──────── Dataset records

Issue #20, opened 2020-07-14
Implement optimization algorithms for shimming


jcohenadad:
It would be nice to have a testing script that generates a B0 fieldmap from test data, in order to start implementing different algorithms for optimizing B0 shimming. 

Once https://github.com/shimming-toolbox/shimming-toolbox-py/pull/15 is merged, the same script could be used as a basis for these investigations.

Things to consider:
- We will need coil profiles #21 ;

lcbMGH:
Our current model, to be discussed at the next toolbox meeting:

Two layers for each package -- sequencer and optimizer.

The optimizer takes:
- X*Y*Z integer valued mask array, where integers represent different materials (eg. 1 for brain, 2 for skull, etc.)
- X*Y*Z float valued unshimmed array
- X*Y*Z*N float valued field map of all N coils
- Physical constraints (extendable data structure)
- Iteration/optimization constraints (extendable data structure)

All of these should be pre-aligned

The sequencer allows for more complicated shim sequences, such as oblique slices, volumetric shimming, or different structures on different materials. Different sequencers might need different parameters, and we could discuss what those might look like. The basic idea is that the sequencer deals with time variation, and sends in a single mask to the optimizer to iteratively output the coil channel currents for each time value. A predictive "shimmed" field map could be generated from these and the field maps, for visualization.

jcohenadad:
To move forward, we should start by implementing testing suites that cover different scenario:
- realtime shimming: one optimization (of slice or slice group) per time point, driven by respiratory trace.
- dynamic shimming: one optimization per slice (or volume/slab or odd/even, or SMS group of slices): done by the "optimizer", and orchestrated by the parent "sequencer". The sequencer would notably pass regularization parameters (e.g. spatial/temporal smoothness between adjacent slices/slice_groups). In this case, the "trigger" is coming from the pulse sequence, sent to the microcontroller that is directly connected to the amplifier board (ie bypasses the laptop to avoid lags-- so the shim currents have already been loaded into the microcontroller).
- multi-region shimming: sub-case of dynamic shimming where two or more regions will be shimmed (e.g. fat during fat saturation pulse; and tissue during tissue excitation and readout). In that case, two (or more) masks will be input.

Suggestion for testing suite:
[...]

PR #46, opened 2020-07-30
Updated general demo script: general_demo.py

jcohenadad:
This script will include most functionalities.

TODO:
- [x] Add download of test data
- [x] Add `dicom_to_nifti` functionality
- [x] Add usage instructions in an example section under getting_sarted for the website

TODO in subsequent PRs:
- include masking (function to segment, BET or SCT or else) #47 
   - Update dataset to include anatomical data, multiple echoes
- include optimizer for finding shim currents in the static case #20 
- output txt file or whatever output is needed


jcohenadad:
something to consider: is this testing_data appropriate for this general_demo script (e.g. are there anat data to segment from, etc.)

jidicula (changes requested):
Could the usage instructions for this demo script be added to the documentation?

po09i:
Testing_data is indeed not appropriate, we should include anatomical data, multiple echoes and volumes through time in the same dataset. These should also not be sorted and in Dicom format. This data will also be useful for testing `load_nii` from this [PR](https://github.com/shimming-toolbox/shimming-toolbox-py/pull/35)

po09i:
> Could the usage instructions for this demo script be added to the documentation?

Yes that's a good idea. @jidicula What do you think of putting this in a subsection of `getting_started` or just creating a new `example` section?

jidicula:
> > Could the usage instructions for this demo script be added to the documentation?
> 
> Yes that's a good idea. @jidicula What do you think of putting this in a subsection of `getting_started` or just creating a new `example` section?

@po09i I think `2_getting_started.rst` is an ideal place to include it, perhaps under a heading called "Example".

gab-berest:
> 
> 
> > > Could the usage instructions for this demo script be added to the documentation?
> > 
> > 
> > Yes that's a good idea. @jidicula What do you think of putting this in a subsection of `getting_started` or just creating a new `example` section?
> 
> @po09i I think `2_getting_started.rst` is an ideal place to include it, perhaps under a heading called "Example".

For a general demo showing the use of the package, getting started would be a good place. Then when we will have more complex example for advanced functionality, we could create another section since it will not be linked to getting started information

examples/general_demo.py
```diff
@@ -41,7 +44,7 @@ def main():
     phase_e2 = nii_phase_e2.get_fdata() / 4096.0 * 2.0 * np.pi - np.pi
```
gab-berest, line 44: I've seen this scaling in some other files and functionality. It is a detail, but I think it would be good to make an utility function that scales. This way, it will be easier to update our code in the futur. Also, I don't think it is a good idea to explicitly scale phases in the example since it can be prone to errors from the user part:
```suggestion
    phase_e2 = scale_phase(nii_phase_e2.get_fdata(), [-np.pi, np.pi])
    
def scale_phase(phase_data, range)
    return np.substract(np.multiply(np.divide(phase_data, 4096.0), 2.0*np.pi), np.pi)
    #or return np.interp(-np.pi, np.pi, phase_data)
```
The use of numpy functions is generally faster for large arrays and implements a true division which adapts the output format for better precision instead of the floor division in Python.

po09i: Used `np.interp(nii_phase_e2.get_fdata(), [0, 4096], [-np.pi, np.pi])` but removed the scale_phase function since it added a layer of function call without removing any line of code in the script. `interp` is also self descriptive.

examples/general_demo.py
```diff
@@ -0,0 +1,104 @@
...
+
+    # Open mag data
+    fname_mags = glob.glob(os.path.join(path_nifti, 'sub-01', 'fmap', '*magnitude*.nii.gz'))
+
+    nii_mag_e1 = nib.load(fname_mags[0])
+    nii_mag_e2 = nib.load(fname_mags[1])
+
+    # TODO: create mask
+    # Call SCT or user defined mask
+    # mask = np.ones(phase_e1.shape)
```
jidicula, line 62: Ideally TODOs shouldn't make it into production – would this belong in an issue ticket instead?

examples/general_demo.py
```diff
@@ -0,0 +1,104 @@
...
+
+    # Open phase data
+    fname_phases = glob.glob(os.path.join(path_nifti, 'sub-01', 'fmap', '*phase*.nii.gz'))
+
+    nii_phase_e1 = nib.load(fname_phases[0])
+    nii_phase_e2 = nib.load(fname_phases[1])
+
+    # Scale phase to radians
+    phase_e1 = np.interp(nii_phase_e1.get_fdata(), [0, 4096], [-np.pi, np.pi])
+    phase_e2 = np.interp(nii_phase_e2.get_fdata(), [0, 4096], [-np.pi, np.pi])
```
jidicula, line 52: When scaling to radians, are each of these args always the same except for the first? If so, it might benefit maintainability to abstract this scaling operation into a helper function that can be imported since it's repeated here and in `test_prelude.py`. Perhaps it could go in `utils.py` and be imported from there.

test/test_prelude.py
```diff
@@ -49,8 +49,8 @@ def get_phases_mags_affines(self):
         nii_phase_e2 = nib.load(fname_phases[1])
 
         # Scale to phase to radians
-        phase_e1 = nii_phase_e1.get_fdata() / 4096 * 2 * np.pi - np.pi
-        phase_e2 = nii_phase_e2.get_fdata() / 4096 * 2 * np.pi - np.pi
+        phase_e1 = np.interp(nii_phase_e1.get_fdata(), [0, 4096], [-np.pi, np.pi])
+        phase_e2 = np.interp(nii_phase_e2.get_fdata(), [0, 4096], [-np.pi, np.pi])
```
jidicula, line 53: see my comment above about abstracting this phase-scaling into a function.

jidicula (changes requested):
My review includes a suggestion for including an automodule stub in the documentation, a refactoring of a format string into an f-string literal, and a suggestion for abstracting phase scaling into a separate function.

If these changes are out of scope, let me know and I can approve the PR.

examples/general_demo.py
po09i: The issue #47 is already created, I could remove the TODOs in the script.

examples/general_demo.py
po09i: @gab-berest also had this idea, my initial thought is that `[0, 4096]` might change for non siemens data. We only deal with siemens so it might not be relevant but I still like the idea of being flexible and not introduce a source of error. So now with 2 input arguments I'm not sure it is worth it to introduce a new `scale_phase(data, input_range)` if people are already familiar with interp. What do you think?

examples/general_demo.py
```diff
@@ -0,0 +1,104 @@
...
+
+    Returns:
+        str: File name and path of output figure
+    """
+
+    logging.basicConfig(level='INFO')
+
+    # Download example data
+    path_testing_data = os.path.join(path_output, __dir_testing__)
+    run_subprocess('st_download_data {} --output {}'.format(__dir_testing__, path_testing_data))
```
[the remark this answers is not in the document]
po09i: Did not know this was a thing. I really like it thanks!

docs/source/2_getting_started/2_getting_started.rst
```diff
@@ -1,2 +1,30 @@
...
+plot. More precisely, it will:
+
+* Download unsorted dicoms
+* Run dcm2bids to convert to nifti with bids structure
+* Unwrap phase
+* Save wrapped and unwrapped plot of first X,Y volume as unwrap_phase_plot.png in the output directory
+
+To use the script, simply provide an output directory where the processing and output figure will be generated, if no
+directory is provided, a directory *output_dir* will be created in the current directory.
+
```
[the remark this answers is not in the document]
po09i: I'm having trouble to run sphinx locally, could you describe the procedure above in a wiki page on GH and i'll fill it in with my findings.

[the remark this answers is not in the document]
po09i: Issue was that I installed sphinx with pip3 instead of pip so the command `python -msphinx` did not work. Could we go for `python3 -msphinx` instead since the project requires python > 3.6

examples/general_demo.py
jcohenadad: >  I'm not sure it is worth it to introduce a new scale_phase(data, input_range)

sounds like the best option to me: isolating the "scaling" problem, with unknown data provenance (e.g. from siemens, philips, ge, toshiba, different sequences, software versions, etc.). And you could create an exhaustive sample of data and a specific unit test.

docs/source/2_getting_started/2_getting_started.rst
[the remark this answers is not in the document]
jidicula: Oops, I neglected to add this installation step in the docs: in order to build the package locally with sphinx as a dependency, you can install the package (inside your activated miniconda virtualenv) with `shimming-toolbox-py: $ pip install -e .[testing,docs]`. I'll add this as an issue.

This *should* add `sphinx` to your path, allowing the `docs/Makefile` to function correctly.

examples/general_demo.py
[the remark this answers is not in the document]
jidicula: My pleasure, always happy to spread the word about f-strings 😁

docs/source/2_getting_started/2_getting_started.rst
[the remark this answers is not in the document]
jidicula: Alternatively, once you push the commit to this branch remote, you can see the resulting build on RTD here: https://shimming-toolbox-py--46.org.readthedocs.build/en/46/. The link is available in the same list of checks where the Travis branch build link is located:

Screen Shot 2020-08-06 at 16 07 22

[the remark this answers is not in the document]
po09i: Thanks for the info. I really like that we can build locally so we don't over commit. I'll take a look at your PR and it should fix the issues.

examples/general_demo.py
po09i: Opened an [issue](https://github.com/shimming-toolbox/shimming-toolbox-py/issues/64) to implement a scale_phase function. It is out of scope of this PR so it will be implemented in the future.

jidicula (approved):
LGTM!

────────────────

-- Task to complete --
What lines in the material above hold the word "extendable"? Pull them out.

-- Result --
- Physical constraints (extendable data structure)
- Iteration/optimization constraints (extendable data structure)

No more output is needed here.